▸ WHAT IS EXPECTED:
Look through the data below, and copy each line that carries the word "LazyDockerClient".

▸ DATA RECORDS:
PR #2450, opened 2020-03-17
Image name in remote docker image to string

dbyron0:
With this change, the ContainerFetchException looks like:
```
org.testcontainers.containers.ContainerFetchException: Can't get Docker image: RemoteDockerImage(imageName=doesnotexist:latest, imagePullPolicy=DefaultPullPolicy(), dockerClient=LazyDockerClient.INSTANCE)
```
where before it looked like:
```
org.testcontainers.containers.ContainerFetchException: Can't get Docker image: RemoteDockerImage(imageNameFuture=java.util.concurrent.CompletableFuture@6b37db36[Completed normally], imagePullPolicy=DefaultPullPolicy(), dockerClient=LazyDockerClient.INSTANCE)
```

PR #2558, opened 2020-04-12
Include image name in RemoteDockerImage#toString

bsideup:
This PR superseeds #2450 with some minor fixes


core/src/main/java/org/testcontainers/images/RemoteDockerImage.java
```diff
@@ -95,4 +92,21 @@ protected final String resolve() {
...
+    }
+
+    @ToString.Include(name = "imageName", rank = 1)
+    private String imageNameToString() {
+        if (!imageNameFuture.isDone()) {
+            return "<resolving>";
+        }
+
+        try {
+            return getImageName().toString();
```
kiview, line 107: Why is try necessary after the future is done?

core/src/test/java/org/testcontainers/images/RemoteDockerImageTest.java
```diff
@@ -0,0 +1,47 @@
...
+import org.junit.Test;
+import org.testcontainers.utility.Base58;
+
+import java.util.concurrent.CompletableFuture;
+
+public class RemoteDockerImageTest {
+
+    @Test
+    public void toStringContainsOnlyImageName() {
+        String imageName = Base58.randomString(8).toLowerCase();
```
kiview, line 16: Why random string?

bsideup: why not? :)

kiview:
LGTM, just general questions for better understanding.

core/src/main/java/org/testcontainers/images/RemoteDockerImage.java
bsideup: you need to get the value from the future. Unless I miss something 😅

core/src/main/java/org/testcontainers/images/RemoteDockerImage.java
```diff
@@ -95,4 +92,21 @@ protected final String resolve() {
...
+        } catch (InterruptedException | ExecutionException e) {
+            return e.getMessage();
```
rnorth, line 109: This caught me by surprise - in case of a failure, why would we not rethrow? At first sight it seems odd that an exception message could become the 'name' of the image...

bsideup: this is for `toString()` - it would be weird to rethrow from `toString` IMO. Instead, we return the message, so that `RemoveDockerImage#toString` shows that there was an exception

rnorth: Fair enough - I guess we can't do too much more than this.

kiview:
Woah sorry, closed by accident from Intellij :scream:

core/src/main/java/org/testcontainers/images/RemoteDockerImage.java
kiview: Yes, might create some nasty bugs if rethrowing.

core/src/test/java/org/testcontainers/images/RemoteDockerImageTest.java
kiview: Because constant example string seems more controlled to me.

core/src/test/java/org/testcontainers/images/RemoteDockerImageTest.java
```diff
@@ -0,0 +1,47 @@
...
+        RemoteDockerImage remoteDockerImage = new RemoteDockerImage(imageName);
+        assertThat(remoteDockerImage.toString(), containsString("imageName=" + imageName));
+    }
+
+    @Test
+    public void toStringWithExceptionContainsOnlyImageNameFuture()  {
```
dbyron0, line 22: Looks like this method name doesn't really match the contents anymore

core/src/test/java/org/testcontainers/images/RemoteDockerImageTest.java
```diff
@@ -0,0 +1,47 @@
...
+
+import org.junit.Test;
+import org.testcontainers.utility.Base58;
+
+import java.util.concurrent.CompletableFuture;
+
+public class RemoteDockerImageTest {
+
+    @Test
+    public void toStringContainsOnlyImageName() {
```
dbyron0, line 15: This method name came to be back when there was a choice between imageName and imageNameFuture.  Maybe a better name now is `toStringWithCompletedImageName` ?

rnorth:

Thanks for the contribution!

▸ RESPONSE BELOW:
org.testcontainers.containers.ContainerFetchException: Can't get Docker image: RemoteDockerImage(imageName=doesnotexist:latest, imagePullPolicy=DefaultPullPolicy(), dockerClient=LazyDockerClient.INSTANCE)
org.testcontainers.containers.ContainerFetchException: Can't get Docker image: RemoteDockerImage(imageNameFuture=java.util.concurrent.CompletableFuture@6b37db36[Completed normally], imagePullPolicy=DefaultPullPolicy(), dockerClient=LazyDockerClient.INSTANCE)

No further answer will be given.